### EXERCISE DESCRIPTION
An exact copy of every record is the required answer.

### DATASET ENTRIES
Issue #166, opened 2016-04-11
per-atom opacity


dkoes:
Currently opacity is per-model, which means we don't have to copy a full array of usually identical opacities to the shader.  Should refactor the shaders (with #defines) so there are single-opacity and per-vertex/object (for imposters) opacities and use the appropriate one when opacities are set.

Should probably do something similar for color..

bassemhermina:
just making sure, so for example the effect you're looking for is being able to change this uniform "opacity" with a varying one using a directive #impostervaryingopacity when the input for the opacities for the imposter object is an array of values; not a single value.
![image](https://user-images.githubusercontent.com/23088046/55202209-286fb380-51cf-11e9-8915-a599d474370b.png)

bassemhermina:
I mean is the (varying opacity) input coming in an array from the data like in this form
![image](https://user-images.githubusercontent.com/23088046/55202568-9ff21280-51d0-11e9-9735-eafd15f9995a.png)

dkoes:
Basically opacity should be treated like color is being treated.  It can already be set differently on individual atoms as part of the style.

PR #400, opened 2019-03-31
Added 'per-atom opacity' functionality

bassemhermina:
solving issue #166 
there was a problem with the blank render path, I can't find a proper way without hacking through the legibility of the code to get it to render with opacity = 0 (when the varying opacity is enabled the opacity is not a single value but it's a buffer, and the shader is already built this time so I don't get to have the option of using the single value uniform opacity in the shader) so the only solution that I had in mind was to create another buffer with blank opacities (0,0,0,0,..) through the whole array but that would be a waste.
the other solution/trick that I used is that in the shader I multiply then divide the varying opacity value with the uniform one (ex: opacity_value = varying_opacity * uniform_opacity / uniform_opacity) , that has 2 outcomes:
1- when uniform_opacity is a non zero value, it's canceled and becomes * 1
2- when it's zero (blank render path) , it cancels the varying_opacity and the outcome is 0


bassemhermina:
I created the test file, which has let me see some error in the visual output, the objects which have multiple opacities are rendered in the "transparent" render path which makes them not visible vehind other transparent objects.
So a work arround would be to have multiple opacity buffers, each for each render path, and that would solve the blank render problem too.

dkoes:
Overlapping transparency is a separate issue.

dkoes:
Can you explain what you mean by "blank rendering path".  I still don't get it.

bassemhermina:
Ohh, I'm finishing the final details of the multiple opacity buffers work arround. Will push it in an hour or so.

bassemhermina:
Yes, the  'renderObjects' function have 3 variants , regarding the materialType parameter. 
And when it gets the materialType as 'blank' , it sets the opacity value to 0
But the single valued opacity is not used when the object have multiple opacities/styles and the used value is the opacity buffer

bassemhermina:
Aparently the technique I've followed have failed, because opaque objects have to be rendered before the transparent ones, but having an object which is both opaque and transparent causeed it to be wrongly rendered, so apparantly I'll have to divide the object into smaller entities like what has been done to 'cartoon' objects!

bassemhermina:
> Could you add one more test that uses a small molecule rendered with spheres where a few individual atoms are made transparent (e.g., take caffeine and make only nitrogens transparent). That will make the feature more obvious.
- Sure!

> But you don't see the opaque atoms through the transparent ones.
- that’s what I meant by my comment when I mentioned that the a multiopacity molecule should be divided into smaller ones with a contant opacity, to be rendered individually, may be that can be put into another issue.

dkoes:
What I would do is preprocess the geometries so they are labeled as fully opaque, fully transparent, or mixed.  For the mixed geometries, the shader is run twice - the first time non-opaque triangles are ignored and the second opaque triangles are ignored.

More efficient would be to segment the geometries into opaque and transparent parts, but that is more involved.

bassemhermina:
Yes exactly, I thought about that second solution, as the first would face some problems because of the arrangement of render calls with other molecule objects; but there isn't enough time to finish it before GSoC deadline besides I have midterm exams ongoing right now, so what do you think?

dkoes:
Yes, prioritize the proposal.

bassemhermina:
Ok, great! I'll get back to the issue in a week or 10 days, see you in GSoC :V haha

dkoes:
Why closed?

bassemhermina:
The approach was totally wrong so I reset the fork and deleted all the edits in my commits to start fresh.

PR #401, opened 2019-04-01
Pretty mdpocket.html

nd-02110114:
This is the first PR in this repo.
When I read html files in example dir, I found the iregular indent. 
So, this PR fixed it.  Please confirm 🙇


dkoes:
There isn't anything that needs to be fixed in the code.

### EXERCISE RESULT
Issue #166, opened 2016-04-11
per-atom opacity


dkoes:
Currently opacity is per-model, which means we don't have to copy a full array of usually identical opacities to the shader.  Should refactor the shaders (with #defines) so there are single-opacity and per-vertex/object (for imposters) opacities and use the appropriate one when opacities are set.

Should probably do something similar for color..

bassemhermina:
just making sure, so for example the effect you're looking for is being able to change this uniform "opacity" with a varying one using a directive #impostervaryingopacity when the input for the opacities for the imposter object is an array of values; not a single value.
![image](https://user-images.githubusercontent.com/23088046/55202209-286fb380-51cf-11e9-8915-a599d474370b.png)

bassemhermina:
I mean is the (varying opacity) input coming in an array from the data like in this form
![image](https://user-images.githubusercontent.com/23088046/55202568-9ff21280-51d0-11e9-9735-eafd15f9995a.png)

dkoes:
Basically opacity should be treated like color is being treated.  It can already be set differently on individual atoms as part of the style.

PR #400, opened 2019-03-31
Added 'per-atom opacity' functionality

bassemhermina:
solving issue #166 
there was a problem with the blank render path, I can't find a proper way without hacking through the legibility of the code to get it to render with opacity = 0 (when the varying opacity is enabled the opacity is not a single value but it's a buffer, and the shader is already built this time so I don't get to have the option of using the single value uniform opacity in the shader) so the only solution that I had in mind was to create another buffer with blank opacities (0,0,0,0,..) through the whole array but that would be a waste.
the other solution/trick that I used is that in the shader I multiply then divide the varying opacity value with the uniform one (ex: opacity_value = varying_opacity * uniform_opacity / uniform_opacity) , that has 2 outcomes:
1- when uniform_opacity is a non zero value, it's canceled and becomes * 1
2- when it's zero (blank render path) , it cancels the varying_opacity and the outcome is 0


bassemhermina:
I created the test file, which has let me see some error in the visual output, the objects which have multiple opacities are rendered in the "transparent" render path which makes them not visible vehind other transparent objects.
So a work arround would be to have multiple opacity buffers, each for each render path, and that would solve the blank render problem too.

dkoes:
Overlapping transparency is a separate issue.

dkoes:
Can you explain what you mean by "blank rendering path".  I still don't get it.

bassemhermina:
Ohh, I'm finishing the final details of the multiple opacity buffers work arround. Will push it in an hour or so.

bassemhermina:
Yes, the  'renderObjects' function have 3 variants , regarding the materialType parameter. 
And when it gets the materialType as 'blank' , it sets the opacity value to 0
But the single valued opacity is not used when the object have multiple opacities/styles and the used value is the opacity buffer

bassemhermina:
Aparently the technique I've followed have failed, because opaque objects have to be rendered before the transparent ones, but having an object which is both opaque and transparent causeed it to be wrongly rendered, so apparantly I'll have to divide the object into smaller entities like what has been done to 'cartoon' objects!

bassemhermina:
> Could you add one more test that uses a small molecule rendered with spheres where a few individual atoms are made transparent (e.g., take caffeine and make only nitrogens transparent). That will make the feature more obvious.
- Sure!

> But you don't see the opaque atoms through the transparent ones.
- that’s what I meant by my comment when I mentioned that the a multiopacity molecule should be divided into smaller ones with a contant opacity, to be rendered individually, may be that can be put into another issue.

dkoes:
What I would do is preprocess the geometries so they are labeled as fully opaque, fully transparent, or mixed.  For the mixed geometries, the shader is run twice - the first time non-opaque triangles are ignored and the second opaque triangles are ignored.

More efficient would be to segment the geometries into opaque and transparent parts, but that is more involved.

bassemhermina:
Yes exactly, I thought about that second solution, as the first would face some problems because of the arrangement of render calls with other molecule objects; but there isn't enough time to finish it before GSoC deadline besides I have midterm exams ongoing right now, so what do you think?

dkoes:
Yes, prioritize the proposal.

bassemhermina:
Ok, great! I'll get back to the issue in a week or 10 days, see you in GSoC :V haha

dkoes:
Why closed?

bassemhermina:
The approach was totally wrong so I reset the fork and deleted all the edits in my commits to start fresh.

PR #401, opened 2019-04-01
Pretty mdpocket.html

nd-02110114:
This is the first PR in this repo.
When I read html files in example dir, I found the iregular indent. 
So, this PR fixed it.  Please confirm 🙇


dkoes:
There isn't anything that needs to be fixed in the code.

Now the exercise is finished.